Pada Waktu yang Tepat

100K 11.2K 511
                                    

Menunggumu sekali lagi tidak akan membuatku mati. Sebab, aku percaya, kepadakulah kamu akan pulang.

****

"Gimana Aluna?" Davika bertanya pada Rajendra, laki-laki itu baru saja datang dari dalam rumah, menghampiri Davika yang sibuk melamun di teras rumah Aluna.
"Tidur."

Wajah Davika tertunduk, ia masih tidak percaya atas kepergian mami Aluna yang terkesan mendadak--walau Aluna pernah bercerita jika maminya memang sedang sakit parah. Ia pikir, setelah dioperasi mami Aluna akan membaik.

"Kamu kenapa larang aku kasih tahu Zello tentang kepergian Tante?" tanya Davika, ia melihat ke arah Rajendra yang sibuk menekuri lantai teras rumah Aluna.

"Mbak Aluna sering cerita tentang Mas Zello, waktu aku mau menghubungimu. Mbak bilang, jangan sampai Mas Zello tahu. Karena Mbak Aluna nggak mau Mas Zello kepikiran, Mas Zello sudah bahagia dengan pacarnya di sana. Mbak Aluna nggak mau ganggu hidupnya lagi."

Davika memegangi kepalanya. Ia mengerjap-erjapkan matanya berkali-kali. Bingung dengan Aluna dan Zello yang sama-sama ingin seseorang dari mereka bahagia meski nyatanya malah saling menyakiti.

"Mereka itu bodoh. Ambil tindakan nggak mikirin yang lain. Aluna sama Zello itu satu, kalau satunya ngerasa tersakiti satunya pun bakal gitu. Kamu pikir kenapa Zello gonta-ganti pacar?"

Rajendra menoleh, ia mengangkat bahunya.

"Karena Aluna juga. Dia maunya Aluna ngira dia udah baik-baik aja. Bodoh kan?"

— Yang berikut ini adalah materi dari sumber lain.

PR #393, opened 2021-03-03
User entry valuewithunits

Philoul:
=> this branche replace #379

You can see examples of ValueWithUnit only in CalibrationDialog.kt and CarbDialog.kt
Currently there are some redundancies in UserEntryLogger.kt (but I don't know if we can improve it...)
=> A convertion from mmol/mg/dl is done in TreatmentsUserEntryFragment to always show data in selected units
=> Formated Strings (with parameters) are recorded as "Strings data with units" (can be shown in selected language in UserEntry tab (see examples in SmsCommunicatorPlugin)
=> No other convertion done currently (see opened questions below for time units)
=> Any number of ValueWithUnit (double, int and long accepted) can now be included in database

 All other call of uel.log have to be updated

- [x]  Code for migration of UserEntry table has to be done (I propose to remove existing table created from v1 to v2 and create a new one in v3 to v4)
- [x]  Increase version of Database (3->4)
- [x]  TreatmentsUserEntryfragment has to be updated with ValueWithUnits to show values with translated units (see question below in we include a label or not for each value)
- [x]  Improve layout (bold, color)
- [x]  Tested yet and works on previous dev (I must fix duration from NS long -> min)
- [x]  Add Careportal additional information (for example Bg value if BG Check, Time and duration if Activity...)
- [x]  Create text/csv export
- [x]  Add onResume and rxBus in Fragment


Philoul:
@MilosKozak See proposal for text format (I'm not a specialist of colors, and I found lots of different blue, green, red, orange..., I tried to propose something "understandable" but this could probably be improved, every action's color is defined in extension file `UserEntryExt.kt`)
- Each Action can have a dedicated color
- All `ValueWithUnit` are in defaulttext color and "Bold"
- Date of record and event notes (notes are stored in "s" database field) are in standard default color

Screenshot_20210304-145015

-> Not the purpose of this PR, but I think we will have to standardize and simplify the usage of different colors (ex Careportal orange is very close to Carbs orange, Extended Bolus blue is very close to basal color, temptarget green is very close to ClosedLoop green, icon for TempBasal is purple but tempbasal is light blue, blue of OpenLoop/iob... And all these definitions are splitted bettween App colors.xml file and Core colors.xml file...)

MilosKozak:
Much more readable now. 👍 
Too much colors is not necessary. I think it may be usefull to have different color for evey area (treatment, tt, profile, loop, careportal) but not to every single item

Philoul:
See screenshot with "ColorGroup" (the 8 proposed colors are in it)
Screenshot_20210306-174516

- I splitted Treatment in InsulinTreatment and CarbTreatment
- I changed the standard Orange color for CarePortal to a "High" Yellow (Orange was the same than Carbs color)
- Green of TT and Loop are different but close
- I selected the blue IOB for pump action (for ex disconnect, reconnect)

I kept for the moment the previous colorId attached to each action (but I can remove it if colorGroup Ok
=> I'm not a specialist of colors so everything can easily be change today (or later, no impacts on database) : 
- Color selection for each group in UserEntryExt.kt
- Group selected for each Action in UserEntry.kt

Philoul:
Careportal detailed information added (bg value, duration)
Screenshot_20210306-194337

core/src/main/java/info/nightscout/androidaps/utils/extensions/UserEntryExt.kt
```diff
@@ -1,224 +1,230 @@
...
-        UserEntry.Action.SMS_PROFILE                -> R.color.white
-        UserEntry.Action.SMS_PUMP_CONNECT           -> R.color.loopDisconnected
-        UserEntry.Action.SMS_PUMP_DISCONNECT        -> R.color.loopDisconnected
-        UserEntry.Action.SMS_SMS                    -> R.color.defaulttext
-        UserEntry.Action.SMS_TT                     -> R.color.tempTargetConfirmation
-        UserEntry.Action.TT_DELETED_FROM_NS         -> R.color.tempTargetConfirmation
-        UserEntry.Action.TT_FROM_NS                 -> R.color.tempTargetConfirmation
-        UserEntry.Action.TT_CANCELED_FROM_NS        -> R.color.tempTargetConfirmation
-        else                                        -> R.color.defaulttext
+        Action.EXTENDED_CARBS             -> R.color.carbs
```
MilosKozak, line 110: Shouldn't it be based on `ColorGroup`?

core/src/main/java/info/nightscout/androidaps/utils/extensions/UserEntryExt.kt
```diff
@@ -1,224 +1,230 @@
...
+        Action.TEMP_BASAL                 -> R.color.basal
```
MilosKozak, line 111: feel free to create new constant R.color for every group

core/src/main/java/info/nightscout/androidaps/utils/extensions/UserEntryExt.kt
Philoul: With ColorGroup, Action.colorId is not used anymore. I can remove it.

core/src/main/java/info/nightscout/androidaps/utils/extensions/UserEntryExt.kt
Philoul: I didn't want to create new colors, I think we should try to limit and standardize the existing colors to make it easier to understand (ex Orange Carb, Blue Insulin...) and use the same colors everywhere for the same theme (Text, icons, graphs...).
But for "multicolor items" (ex Careportal, Loop, BG values), or when there is no standard color (Pump) we could propose new ones or use the most frequently use (if not already taken by another theme) as "theme color".
When 2 themes have colors that are too close (eg TT, BG In Range and Closed Loop), I don't know which is the best solution ...

osodebailar: If you Use Colors you Can have a look into my dark/light Branch.
To will be hopefullly merged in the next times.
I began to refactor colors and the only access to the colors succed by Attributes.i began to rename Colors to gray, Light gray ... and so on

Philoul: Good idea to work on colors, and reduce / harmonize the diversity.
I think it's better if we could "name" colors according to standard use in AAPS (I prefer "Light Carb" and "Dark Carb" than neutrals "Light Orange" / "Dark Orange")
In this PR, I select colorId with R.color.xxxx (I don't know how it works with Materal, I suppose we can replace Id by an attribute in UserEntryExt.kt and replace resourceHelper.gc in TreatmentsUserEntryFragment...)
I'll take a look in your PR.

osodebailar: The Standard use will be clear by the Attributes and Not by the colorname in the Future .
In my branch resourceHelper.gc will Not be used anymore.
Instead we use the new function resourceHelper.getColorbyAttributes

Philoul: For UserEntries, Milos asked me to create "groups of Color" according to actions. I initialize 8 groups.
Do you think we could map these groups (we can of course update this list) with your attributes?

osodebailar: I think yes.
But the access function is only available in my Branch in the Moment .
Its nö Time to merge to avoid additional work.

Philoul: Don't bother, I'll take a look on my side too with your PR, to see the impact (and prepare modifications if your PR is merged before mine).

osodebailar: Perfect. And don't Hesitate for question of help . Still Write me a Mail and i help wherever i Can.

MilosKozak:
except export is this done?

Philoul:
I worked on a parallel branch at the same time of this one to be able to finish "tuning" here...
csv export works now (several trials before having a file that works with Excel...), but it's probably not the best architecture (csv is build in ClassicPrefsFormat.kt, and the confirmation function is dedicated to pref...).

Philoul:
Latest dev merged (but I had to reset database on my dev phone to avoid crash because database version increased to 4 in this PR too...)
Include csv exports (tested)

app/src/main/java/info/nightscout/androidaps/dialogs/CarbsDialog.kt
```diff
@@ -270,10 +271,13 @@ class CarbsDialog : DialogFragmentWithDate() {
                     }
                     if (carbsAfterConstraints > 0) {
                         if (duration == 0) {
-                            uel.log("CARBS", d1 = carbsAfterConstraints.toDouble(), i1 = timeOffset)
+                            if (eventTimeChanged)
```
MilosKozak, line 274: would not be helpfull to do
`ValueWithUnit(condition = eventTimeChanged, eventTime, Units.Timestamp)` and add only if first param is true?
it's on so many places .....

MilosKozak:
is it ready?

Philoul:
Just one last question concerning durations.
=> I saw that in database we have some durations in "ms" with long values (in uel.log, I convert these durations to min inside `ValueWithUnit(xx/60000, Units.M`)
=> We can keep it as is, but if you prefer, I can manage another unit (ms) with long values to keep original information in userEntry table (and only make convertion ms-> min in fragment, to be decided in csv export)
- If we keep as is it's ready
- If you prefer store in UE Table duration in ms with long values, I have to add one more commit...

Philoul:
I think we can probably reduce a bit more the number of "Actions" before merge (for ex remove TT_ACTIVITY, TT_HYPO and TT_EATING_SOON, and give information with ValueWithUnit(tempTarget.reason.text, Units.TT_Reason), we can simplify the 9 SUSPEND_xxH/Disconnect_xxH with one SUSPEND or DISCONNECT Action and duration as ValueWithUnits)

MilosKozak:
> I think we can probably reduce a bit more the number of "Actions" before merge (for ex remove TT_ACTIVITY, TT_HYPO and TT_EATING_SOON, and give information with ValueWithUnit(tempTarget.reason.text, Units.TT_Reason), we can simplify the 9 SUSPEND_xxH/Disconnect_xxH with one SUSPEND or DISCONNECT Action and add a duration with ValueWithUnits)

👍

Philoul:
Number of actions is reduced a little bit (I removed Actions when the equivalent TherapyEvents existed)
=> This PR is now Ok for me

Note : I kept for the moment in Convertor `fun toAction(action: String?) = action?.let { Action.fromString(it) }` which is more "tolerant" than `Action.valueOf(it)` (if an action is removed during dev, it's not necessary to increase database version and it will just be replaced by "Unkown" (I propose to keep it as long as we are working on migration to room)

MilosKozak:
Test is failing

Philoul:
I think test failed because of addition in the constructor of ClassicPrefsFormat.kt of DateUtil, Translator and ProfileFunction needed for csv export
=> I tried to add them in ClassicPrefsFormatTest (the same as resourceHelper) but it still doesn't work

```
java.lang.RuntimeException: Invoking the beforeTestMethod method on PowerMock test listener org.powermock.api.extension.listener.AnnotationEnabler@17e7df9e failed.
	at org.powermock.tests.utils.impl.PowerMockTestNotifierImpl.notifyBeforeTestMethod(PowerMockTestNotifierImpl.java:84)
	at org.powermock.modules.junit4.internal.impl.PowerMockJUnit44RunnerDelegateImpl$PowerMockJUnit44MethodRunner.executeTest(PowerMockJUnit44RunnerDelegateImpl.java:308)
	at org.powermock.modules.junit4.internal.impl.PowerMockJUnit47RunnerDelegateImpl$PowerMockJUnit47MethodRunner.executeTestInSuper(PowerMockJUnit47RunnerDelegateImpl.java:131)
	at org.powermock.modules.junit4.internal.impl.PowerMockJUnit47RunnerDelegateImpl$PowerMockJUnit47MethodRunner.access$100(PowerMockJUnit47RunnerDelegateImpl.java:59)
	...
```
Unfortunatly I don't know how to fix it (except create a dedicated file for csv export and keep ClassicPrefsFormat as it is in dev)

"Mereka cuma mau saling membahagiakan."

Davika mendengus, ia menatap hujan yang baru turun rintiknya saja. Rumah Aluna sudah sepi, kerabatnya sudah banyak yang pulang termasuk keluarga papi Aluna, sejak pemakaman Alia, papi Aluna tak pernah menampakkan batang hidungnya di rumah ini. Hanya tersisa keluarga Rajendra di sini.

"Dulu, Zello mutusin aku juga begitu. Dia bilang mau lihat aku bahagia sama orang lain karena aku terus protes sama sikap acuh nggak acuhnya."

"Kamu pernah pacaran dengan Mas Zello?"

Davika mengangguk, Rajendra baru tahu tentang masalah ini. Aluna tidak pernah bercerita tentang hal ini padanya. Maklum, mungkin sangat privasi bagi Aluna, dan Rajendra pun tidak merasa terlalu perlu untuk tahu.

"Di masa depan. Aku nggak mau punya pasangan yang sama-sama egois sama hubungan mereka."

Rajendra hanya diam, mereka menikmati hujan yang turun bertambah deras, membasahi Surabaya hari itu.

"Kata orang, kalau manusia berdoa saat hujan. Besar kemungkinan doanya akan dikabulkan. Hujan itu membawa berkah. Semoga harapanmu dikabulkan."

"Oh ya?"

Rajendra mengangguk. "Coba saja."
"Baiklah. Aku akan mencobanya."

Davika tersenyum tipis, ia menandangi hujan sambil mengambil ponselnya di saku celana. Setelah berpikir sejenak, bersamaan dengan turunnya hujan, ia berdoa semoga dua manusia yang saat ini saling menyakiti itu segera diberi kebahagiaan. Dan, berdoa untuk kebahagiaannya sendiri.

"Doamu akan terkabul," ucap Rajendra--Davika mengerutkan dahi bingung. Ia lalu mengetik sesuatu di ponselnya.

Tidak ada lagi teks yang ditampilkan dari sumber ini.